I don't know whether I should be alarmed that I don't even know what half of this stuff *is.*

Also, my mother was mortified that i let her watch Torchwood, but after the Great Saturday Night Live Debacle of 2006 -- when my young child came home and said, "Hey mom! Grammy let me watch Saturday Night Live and it was great!  Listen to this: 'I want to be a ho'!" -- I'm not at all sure my mother's judgment is superior to mine in these matters.

teaching/grammar stuff inquiry

  • Oct. 14th, 2009 at 8:04 PM
hellmouth
I used to have this article, something like "the top five grammar errors CEOs find most annoying" or something like that.  I can't remember where I got it - possibly a teaching or 'teaching comp' journal, but possibly not.  I want it because I want to talk about the "real world" side of the impact of grammar and mechanics on credibility and effective communication.  In other words, I want something to point to that backs up my claim that "other people care about this besides English teachers."  Many of these students are quite ambitious and are headed for the business school, and this article I think I remember just might help me get this point across.  Anybody know what I'm talking about, or have any recs for something similar?  IIRC, it was a study - a survey of a crapload of executives or something like that.  It wasn't just an interview with three or four CEOs. 

I would look in my pedagogy folder with all my old pedagogy source material on it, BUT CHOCOLATE MILK KILLED MY LAPTOP. 

Godden notes (in progress)

  • Oct. 7th, 2009 at 11:18 AM
hellmouth
Read more... )
Alfred, "King Alfred's Old English Version of Boethius"

Oct. 4th, 2009

  • 10:22 PM
hellmouth
And I pay Dell an extra fucking $15/month so that I can have tech support that is located in North America, speaks English clearly, and only keeps me on hold for 10 minutes instead of 40 before picking up my call.  What a fucking racket.  After one experience with "non-VIP" tech support, though, I shelled out the extra cash.

Really, Dell.  Really?

Well, they kiss your ass extra thoroughly when the "VIP tech team" has you on the phone though.  I haven't had my ass kissed like that in a long time. They are so polite that they almost refrained from laughing at me the time I called because my laptop wouldn't turn on, and the problem was a bum power outlet in my house.

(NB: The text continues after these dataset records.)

PR #4801, opened 2025-12-02
PMM-14442 Increasing PG connections limit.

JiriCtvrtka:
PMM-14442

FB: https://github.com/Percona-Lab/pmm-submodules/pull/4133

All other changes are already merged.


ademidoff (approved):

idoqo (approved):

ademidoff:
@JiriCtvrtka What is the default limit? Can we leave a note wrt the default?

JiriCtvrtka:
> @JiriCtvrtka What is the default limit? Can we leave a note wrt the default?

The default value for max_connections is 100. I can leave a comment with the default, but for example, in the case of pg_stat_statements.max https://github.com/percona/pmm/pull/4801/changes#diff-e1084fce306f7ddce3eb67a9c69572dd9d39d6922b22c19e8fcd6e26c3aee2f5L34, we also don’t have a comment with the default value. So I’m not sure whether it makes sense to add one here.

This is what I get for waiting until tonight to write my Victorian lit response paper, I tell you.   Guess I'd better get started.

help

  • Oct. 4th, 2009 at 8:21 PM
hellmouth
Chocolate milk all over laptop keyboard.  What do I do?  Pull each key off and swab it out as best I can?

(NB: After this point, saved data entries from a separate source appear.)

PR #4804, opened 2025-12-04
PMM-14587 Add custom header for RT QAN

matejkubinec:
- Adds tab setup for switching between Historical (TBD) and Real-Time QAN
- Provides placeholders for running agents modal & RTA selection page
- Handles copy for both rta and legacy qan pages

PMM-14587 

Link to the Feature Build: SUBMODULES-4136

**Screenshots**:

screenshot-2025-12-04-15-42-07

screenshot-2025-12-04-15-42-11

screenshot-2025-12-04-15-42-14


ui/apps/pmm/src/components/main/header/qan-header/qan-header-actions/QanHeaderActions.tsx
```diff
@@ -0,0 +1,65 @@
...
+export const QanHeaderActions: FC = () => {
+  const { mutateAsync: createShortUrl } = useCreateShortUrl();
+  const [openRunningAgentsModal, setOpenRunningAgentsModal] = useState(false);
+
+  const handleCopy = async () => {
+    const path = constructUrl(location).replace('/pmm-ui/next/graph/', '');
+    const res = location.pathname.includes('/graph')
+      ? await createShortUrl(path)
+      : { url: window.location.href };
+
```
dmitri-saricev-3pillargloball, line 22: Maybe it will be a good solution to add error handling!
Example:
 const handleCopy = async () => {
    try {
      const path = constructUrl(location).replace('/pmm-ui/next/graph/', '');
      const res = location.pathname.includes('/graph')
        ? await createShortUrl(path)
        : { url: window.location.href };

      if (navigator.clipboard && window.isSecureContext) {
        await navigator.clipboard.writeText(res.url);
        enqueueSnackbar('Link copied to clipboard', { variant: 'success' });
      } else {
        enqueueSnackbar('Clipboard is not available', { variant: 'error' });
      }
    } catch (error) {
      enqueueSnackbar('Failed to create short URL', { variant: 'error' });
    }
  };

ui/apps/pmm-compat/src/lib/utils/document.ts
```diff
@@ -6,3 +6,12 @@ export const documentTitleObserver = {
...
     }),
 };
+
+export const updateBodyClassByLocation = (location: Location) => {
+  const previous = Array.from(document.body.classList).find((className) => className.startsWith('grafana-compat-page'));
+  if (previous) {
+    document.body.classList.remove(previous);
+  }
+  const className = `grafana-compat-page${location.pathname.replace('/graph', '').replaceAll('/', '-')}`;
+  document.body.classList.add(className);
```
dmitri-saricev-3pillargloball, line 20: Quick question about `document.ts:15` - should we add character filtering when generating class names from `location.pathname`?

  Current:

`  const className = `grafana-compat-page${location.pathname.replace('/graph', '').replaceAll('/', '-')}`;`


  Since this goes directly to document.body.classList.add() can cause issues with special characters in the pathname. Would something like this be worth adding?

  ```
const sanitized = location.pathname
    .replace(/[^a-zA-Z0-9/-]/g, '')  // Allow only safe chars
    .replace('/graph', '')
    .replaceAll('/', '-');
```


  Would something like this be worth adding, or do you think it's overkill for our use case?

dmitri-saricev-3pillargloball (approved):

ETA: on hold with tech support. My laptop model has all its little guts directly under a thin layer of plastic directly under the keyboard.  My daughter is dead meat and I'm laptopless for at least a few days, at best.

quote of the day

  • Oct. 4th, 2009 at 1:02 PM
hellmouth
from inkmark: "Once you're our level of weird, you might as well put on the panda hat."

That should be a t-shirt or something.

Oct. 4th, 2009

  • 12:47 AM
hellmouth
Me, to blondie: Now quit thrashing around and get in bed and be still so I can tuck you in.

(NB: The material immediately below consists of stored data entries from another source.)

PR #4813, opened 2025-12-08
PMM-14615: Tour should not be dismissible when clicking on backdrop

dmitri-saricev-3pillargloball:
[[PMM-0
](https://perconadev.atlassian.net/browse/PMM-14615)](https://perconadev.atlassian.net/browse/PMM-14615)

result:

https://github.com/user-attachments/assets/6d688955-eef9-40e5-bcb4-410306a7602d

FB
https://github.com/Percona-Lab/pmm-submodules/pull/4142
https://pmm.cd.percona.com/blue/organizations/jenkins/pmm3-submodules/detail/pmm3-submodules/2033/pipeline/


ui/apps/pmm/src/contexts/tour/tour.provider.tsx
```diff
@@ -96,7 +96,9 @@ export const TourProvider: FC<PropsWithChildren> = ({ children }) => {
           currentStep={currentStep}
           setCurrentStep={setCurrentStep}
           onClickClose={endTour}
-          onClickMask={endTour}
+          onClickMask={() => {
```
matejkubinec, line 99: Can we just omit the property, instead of putting a blank function there? (or use `false` if omitting is not enough)

dmitri-saricev-3pillargloball: I initially tried omitting the property, but that caused issues: the tour would close on backdrop click and wouldn't reopen properly. The library internally handles the backdrop click and changes state, so we need to explicitly provide a no-op handler to prevent the default closing behavior. Using an empty function is the most straightforward way to disable this without interfering with the library's internal state management.

matejkubinec (approved):

YashSartanpara1 (approved):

Blondie, flailing manically, wearing a black and pink argyle sweater dress and a felt panda hat (complete with ears and eyes and stuff) she bought at an anime con: Flail, flail, flail....

Me: Seriously, babe - do you want me to tuck you in or not?  Quit acting like a weirdo.

Blondie, now thrashing from side to side with her hands made into little paws near her face:
I'm not a weirdo, I"m not a weirdo, I'm not a weirdo...

Me, laughing and pointing with both hands: *You* are a *weirdo*!

Blondie: Mom, you're like the poster grownup for weirdo.  Don't you want to wear the panda hat?